**YOUR GOAL:** Look through the records that follow. Copy every line containing the word "future".

**GIVEN ENTRIES:**
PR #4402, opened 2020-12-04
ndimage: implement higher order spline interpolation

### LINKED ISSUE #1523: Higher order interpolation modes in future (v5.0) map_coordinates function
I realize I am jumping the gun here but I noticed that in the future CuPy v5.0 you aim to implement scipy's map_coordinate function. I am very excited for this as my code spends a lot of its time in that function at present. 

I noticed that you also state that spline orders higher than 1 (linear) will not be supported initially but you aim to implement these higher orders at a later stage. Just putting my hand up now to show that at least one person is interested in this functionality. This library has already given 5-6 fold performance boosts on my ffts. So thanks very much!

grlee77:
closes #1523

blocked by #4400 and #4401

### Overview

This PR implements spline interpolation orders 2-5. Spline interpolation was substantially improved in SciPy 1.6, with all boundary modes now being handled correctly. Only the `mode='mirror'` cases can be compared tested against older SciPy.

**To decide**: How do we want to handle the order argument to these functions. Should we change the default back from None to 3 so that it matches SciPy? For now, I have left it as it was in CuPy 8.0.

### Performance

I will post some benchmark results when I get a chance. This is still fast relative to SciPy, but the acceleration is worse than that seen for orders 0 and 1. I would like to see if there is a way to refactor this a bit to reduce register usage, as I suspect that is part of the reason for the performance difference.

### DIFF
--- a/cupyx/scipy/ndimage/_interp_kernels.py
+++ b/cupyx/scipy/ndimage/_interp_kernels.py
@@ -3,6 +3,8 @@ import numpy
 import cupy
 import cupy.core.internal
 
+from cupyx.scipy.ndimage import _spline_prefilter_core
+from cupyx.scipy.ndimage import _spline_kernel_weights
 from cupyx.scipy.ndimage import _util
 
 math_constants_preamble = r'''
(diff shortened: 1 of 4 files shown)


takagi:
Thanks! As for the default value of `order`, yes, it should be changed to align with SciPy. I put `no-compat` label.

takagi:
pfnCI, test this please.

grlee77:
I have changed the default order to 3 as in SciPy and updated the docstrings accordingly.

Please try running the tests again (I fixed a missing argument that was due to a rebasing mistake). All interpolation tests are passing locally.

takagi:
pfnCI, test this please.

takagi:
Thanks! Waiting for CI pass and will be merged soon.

**SOLUTION FOR THIS EXERCISE:**
### LINKED ISSUE #1523: Higher order interpolation modes in future (v5.0) map_coordinates function
I realize I am jumping the gun here but I noticed that in the future CuPy v5.0 you aim to implement scipy's map_coordinate function. I am very excited for this as my code spends a lot of its time in that function at present. 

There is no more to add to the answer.